Confío poco en esos políticos que tienen tanta prisa por chupar cámara con afirmaciones vacías o en sus palmeros sin escrúpulos, pero alguien de su entorno se podía leer este estudio detallado con consejos, prioridades y umbrales de la Universidad de Harvard sobre qué hacer para reabrir nuestro mundo. Por lo menos para entender mejor lo que depende de ellos, que es sólo una parte.

La crisis ha puesto a España ante sus carencias históricas como hemos visto dramáticamente con la escasa capacidad para producir mascarillas, tests, respiradores o incluso medicamentos. Con el poder de la improvisación y la flexibilidad nacionales, muchas empresas han demostrado que lo pueden hacer en una carrera contra el reloj de una pandemia y han dado un ejemplo de reconversión ejemplar. Pero, ¿dónde está el plan para que ese cambio sea sostenible y general?

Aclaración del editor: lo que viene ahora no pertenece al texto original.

PR #770, opened 2019-02-13
Add support for a user-defined MPI communicator in place of MPI_COMM_…

detar:
…WORLD

### DIFF
--- a/include/mpi_comm_handle.h
+++ b/include/mpi_comm_handle.h
@@ -1,11 +1,15 @@
 #ifndef _COMM_HANDLE_H
 #define _COMM_HANDLE_H
 
+#if defined(QMP_COMMS) || defined(MPI_COMMS)
 #include <mpi.h>
 extern MPI_Comm MPI_COMM_HANDLE;
+#endif
 
+#ifdef QMP_COMMS
 extern "C"{
 QMP_status_t QMP_get_mpi_comm(QMP_comm_t comm, void** mpicomm);
 }
+#endif
 
 #endif /* _COMM_HANDLE_H */
--- a/include/mpi_comm_handle.h
+++ b/include/mpi_comm_handle.h
@@ -1,0 +1,11 @@
+#ifndef _COMM_HANDLE_H
+#define _COMM_HANDLE_H
+
+#include <mpi.h>
+extern MPI_Comm MPI_COMM_HANDLE;
+
+extern "C"{
+QMP_status_t QMP_get_mpi_comm(QMP_comm_t comm, void** mpicomm);
+}
+
+#endif /* _COMM_HANDLE_H */
--- a/include/quda.h
+++ b/include/quda.h
@@ -582,6 +582,12 @@ extern "C" {
   typedef int (*QudaCommsMap)(const int *coords, void *fdata);
 
   /**
+   * @param mycomm User provided MPI communicator in place of MPI_COMM_WORLD
+   */
+
+  void qudaSetCommHandle(void *mycomm);
+
+  /**
    * Declare the grid mapping ("logical topology" in QMP parlance)
    * used for communications in a multi-GPU grid.  This function
    * should be called prior to initQuda().  The only case in which
@@ -607,6 +613,7 @@ extern "C" {
    *
    * @see QudaCommsMap
    */
+
   void initCommsGridQuda(int nDim, const int *dims, QudaCommsMap func, void *fdata);
 
   /**
@@ -1195,6 +1202,8 @@ extern "C" {
    * Free resources allocated by the deflated solver
    */
   void destroyDeflationQuda(void *df_instance);
+
+  void qudaSetMPICommHandle(void *mycomm);
 
 #ifdef __cplusplus
 }
--- a/include/quda.h
+++ b/include/quda.h
@@ -1203,7 +1203,7 @@ extern "C" {
    */
   void destroyDeflationQuda(void *df_instance);
 
-  void qudaSetMPICommHandle(void *mycomm);
+  void setMPICommHandleQuda(void *mycomm);
 
 #ifdef __cplusplus
 }
--- a/lib/comm_mpi.cpp
+++ b/lib/comm_mpi.cpp
@@ -5,7 +5,7 @@
 #include <csignal>
 #include <quda_internal.h>
 #include <comm_quda.h>
-#include <comm_handle.h>
+#include <mpi_comm_handle.h>
 
 #define MPI_CHECK(mpi_call) do {                    \
   int status = mpi_call;                            \
--- a/lib/comm_mpi.cpp
+++ b/lib/comm_mpi.cpp
@@ -5,7 +5,7 @@
 #include <csignal>
 #include <quda_internal.h>
 #include <comm_quda.h>
-
+#include <comm_handle.h>
 
 #define MPI_CHECK(mpi_call) do {                    \
   int status = mpi_call;                            \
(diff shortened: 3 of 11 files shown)


mathiaswagner:

mathiaswagner:
Thanks, @detar !

@jenkinks Ok to test.

mathiaswagner:
I have resolved a merge conflict in 
commit https://github.com/lattice/quda/pull/770/commits/cdd1dec63bae4fe6af9050edc894c04998232f6f.

@detar There still seems to be a header (or two) missing from your commit. Can you check that

`mpi_comm_handle.h` and /or 
`comm_handle.h`

Could you please add them?

mathiaswagner:
From Carleton:

> I have pushed my changes to feature/set-comm-handle after merging your changes with mine.  I seem to have fixed the qudaLoadCloverField bug in milc_interface.cpp, but I am not happy with the hack.  I suspect we are the only ones using the MILC interface, and we were bitten because we haven't used the QUDA clover inverter for a long time.  The problem arises when calling qudaCloverInvert.  This routine maps the gauge and clover fields to QUDA objects and then calls the QUDA clover inverter.  In the process, it needs to map MILC values to the QUDA invertParam class.  They are mapped only after qudaLoadCloverField is called.  But for some reason qudaLoadCloverField defines its own local invertParam values before calling the main QUDA loadClover.  The latter checks the invertParam values before using them, and that check failed because qudaLoadCloverField didn't define all the irrelevant values.  I would need a better understanding of the need to have two instantiations of invertParam.  It would seem better to instantiate it in qudaCloverInvert before calling qudaLoadCloverField, and then passing it the fully defined invertParam.  So, instead, I simply hacked qudaLoadCloverField's local version of invertParam, giving dummy values to the missing parameters irrelevant to loadClover, just so it passes the checker.  This seems to have fixed the problem.

include/mpi_comm_handle.h
```diff
@@ -0,0 +1,11 @@
+#ifndef _COMM_HANDLE_H
+#define _COMM_HANDLE_H
+
+#include <mpi.h>
+extern MPI_Comm MPI_COMM_HANDLE;
+
+extern "C"{
```
mathiaswagner: This needs some `#ifdef` to make sure it builds for MPI, QMP, and single GPU. Currently the MPI based CI test fail as they don't use QMP.

include/quda.h
```diff
@@ -614,6 +614,12 @@ extern "C" {
    */
   typedef int (*QudaCommsMap)(const int *coords, void *fdata);
 
+  /**
+   * @param mycomm User provided MPI communicator in place of MPI_COMM_WORLD
+   */
+
+  void qudaSetCommHandle(void *mycomm);
+
```
mathiaswagner: what is the difference between `qudaSetCommHandle` and `setMPICommHanfleQuda`?

lib/comm_qmp.cpp
```diff
@@ -2,6 +2,7 @@
 #include <csignal>
 #include <quda_internal.h>
 #include <comm_quda.h>
+#include <mpi_comm_handle.h>
```
mathiaswagner: Maybe the inclusion of `mpi_comm_handle.h` should be done in `comm_quda.h`.

lib/interface_quda.cpp
```diff
@@ -361,12 +362,52 @@ static int qmp_rank_from_coords(const int *coords, void *fdata)
 #endif
 
 
+// Provision for user control over MPI comm handle
+// Assumes an MPI implementation of QMP
+
+MPI_Comm MPI_COMM_HANDLE;
```
mathiaswagner: This will require some `#ifdef` to not break compilation if we compile without MPI.

lib/comm_mpi.cpp
```diff
@@ -5,7 +5,7 @@
 #include <csignal>
 #include <quda_internal.h>
 #include <comm_quda.h>
-
+#include <comm_handle.h>
```
mathiaswagner: Should this be `mpi_comm_handle.h` ?

detar:
Hi Mathias,

Comments below.  No, I have not tested a build with only MPI and on a 
single GPU.  I'll see about fixing the problems you have noted.

Best,

Carleton

On 2/19/19 1:24 PM, Mathias Wagner wrote:
>
> *@mathiaswagner* requested changes on this pull request.
>
> This looks like a good addition, but we need to address some things to 
> make sure nothing breaks.
> I have added a few comments. Note that currently compilation still 
> fails on the MPI build, so not sure whether other errors might pop up 
> later.
>
> ------------------------------------------------------------------------
>
> In include/mpi_comm_handle.h 
> <https://github.com/lattice/quda/pull/770#discussion_r258211922>:
>
> > @@ -0,0 +1,11 @@
> +#ifndef _COMM_HANDLE_H
> +#define _COMM_HANDLE_H
> +
> +#include <mpi.h>
> +extern MPI_Comm MPI_COMM_HANDLE;
> +
> +extern "C"{
>
> This needs some |#ifdef| to make sure it builds for MPI, QMP, and 
> single GPU. Currently the MPI based CI test fail as they don't use QMP.
>
My understanding is that QUDA assumes the MPI implementation of QMP.  
But, yes, it needs protection against a single GPU build.
> ------------------------------------------------------------------------
>
> In include/quda.h 
> <https://github.com/lattice/quda/pull/770#discussion_r258212569>:
>
> > @@ -614,6 +614,12 @@ extern "C" {
>      */
>     typedef int (*QudaCommsMap)(const int *coords, void *fdata);
>   
> +  /**
> +   * @param mycomm User provided MPI communicator in place of MPI_COMM_WORLD
> +   */
> +
> +  void qudaSetCommHandle(void *mycomm);
> +
>
> what is the difference between |qudaSetCommHandle| and 
> |setMPICommHanfleQuda|?
>
qudaSetCommHandle is the MILC interface function, following the QUDA 
naming conventions.  It appears only in milc_interface.cpp. 
setCommHandleQuda is the main QUDA function and the one for non -MILC 
interfacing.  It is called by qudaSetCommHandle.
> ------------------------------------------------------------------------
>
> In lib/comm_qmp.cpp 
> <https://github.com/lattice/quda/pull/770#discussion_r258213186>:
>
> > @@ -2,6 +2,7 @@
>   #include <csignal>
>   #include <quda_internal.h>
>   #include <comm_quda.h>
> +#include <mpi_comm_handle.h>
>
> Maybe the inclusion of |mpi_comm_handle.h| should be done in 
> |comm_quda.h|.
>
> ------------------------------------------------------------------------
>
> In lib/interface_quda.cpp 
> <https://github.com/lattice/quda/pull/770#discussion_r258213492>:
>
> > @@ -361,12 +362,52 @@ static int qmp_rank_from_coords(const int *coords, void *fdata)
>   #endif
>   
>   
> +// Provision for user control over MPI comm handle
> +// Assumes an MPI implementation of QMP
> +
> +MPI_Comm MPI_COMM_HANDLE;
>
> This will require some |#ifdef| to not break compilation if we compile 
> without MPI.
>
> ------------------------------------------------------------------------
>
> In lib/comm_mpi.cpp 
> <https://github.com/lattice/quda/pull/770#discussion_r258213860>:
>
> > @@ -5,7 +5,7 @@
>   #include <csignal>
>   #include <quda_internal.h>
>   #include <comm_quda.h>
> -
> +#include <comm_handle.h>
>
> Should this be |mpi_comm_handle.h| ?
>
Hmm.  I'll check.

detar:
Hi Mathias,

I made the changes that you suggested and pushed to 
feature/set-comm-handle.   Could you try the test again?

Thanks,

Carleton

weinbe2:
It looks like there are a few remaining references to `MPI_COMM_WORLD` (as opposed to `MPI_COMM_HANDLE`):

* `lib/nvtx_pmpi.c` and `lib/generate/nvtx.w` --- I can't say I have familiarity with the files, but I imagine they need the appropriate include+replace
* `tests/test_util.cpp`

I'm guessing these are just straightforward changes?

Do we want to add a test executable that demonstrates using split communicators for this pull, or is that something we should add as an "Issue" and get to later just to get this merged in so we're at feature parity with MILC's develop branch?

detar:
Hi Evan,

I thought I had found them all.  I'll look again and fix them. What do 
you suggest for a spit comm  test?   A call to some appropriate QUDA 
function from the separated communicators?  What is your favorite function?

Thanks,

Carleton

weinbe2:
I'm not very familiar with split communicator workflows, but my impression is any function would be as good as any other, so perhaps a simple staggered dslash application? 

Something (personally) illuminating could just be using split communicators to achieve naive parallelism, for ex, having, say, 4 separate communicators for an 8 rank job -> 2 ranks per communicator? Is that a worthwhile test case? (How does autotuning get handled there? Calling on your experience, Carleton, do you first autotune a 2 rank, one communicator job, then use that `tunecache` for a "real" 8 rank, four communicator job?)

detar:
I haven't paid much attention to the autotuning sequence.  I our case 
the split jobs used identical code and should get the same autotuning 
parameters.  I guess in most cases I first ran an unsplit job on the 
smaller partition, which produced the first autotuning file, and then 
ran a bundled job on a proportionately scaled number of nodes where each 
job read and, possibly, modified the autotuning file.  So the last job 
part to write the tunecache file got to leave its mark.

Best,

Carleton

weinbe2:
Thank you for explaining, Carleton. 

In the interest of getting your pull merged sooner as opposed to later, let's postpone coming up with a QUDA test executable. Once the `MPI_COMM_WORLD` references are fixed I'm happy getting this merged ASAP.

maddyscientist:
This looks ready now for merging.  Thanks @weinbe2 for catching the last few `MPI_COMM_WORLD` instances.  @detar I'll merge this once the build tests all complete as verified.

Y no vale sólo con pedir que las aulas reduzcan su aforo y las familias se adapten a algunas horas en las que los niños estarán en casa. Los profesores necesitan formación y apoyo para dar clases online, intervenir en los casos de estudiantes más vulnerables y cambiar su manera de relacionarse con los alumnos. Los estudiantes que lo necesiten deberían tener tabletas y conexión a Internet gratis y hace falta un nuevo plan de estudios más flexible.

El ruido de las tonterías políticas pensando en elecciones lejanas que me da escalofríos comentar sólo dificulta un trabajo arduo del que ni siquiera sabemos cómo saldremos. Muchos de los cambios necesarios pueden ser buenos a largo plazo, pero a medio ni siquiera serán la solución para todos. Pero qué menos que pedir a los gobernantes del gobierno central, la comunidad autónoma o el ayuntamiento -esos a los que pagamos para gestionar las crisis- que dediquen esfuerzos a esto. Para eso están los servidores públicos y las instituciones en sentido amplio, también las privadas.

En lugar de prisas irresponsables, hacen falta planes, hacen falta ideas, hacen falta fondos públicos bien empleados.

Pensar en el futuro en medio de una pandemia en la que han muerto más de 26.000 personas en unas pocas semanas, como nunca antes en la historia de la democracia española, es difícil, claro. Pero el futuro es ahora. Y no se resuelve con un par de mamparas.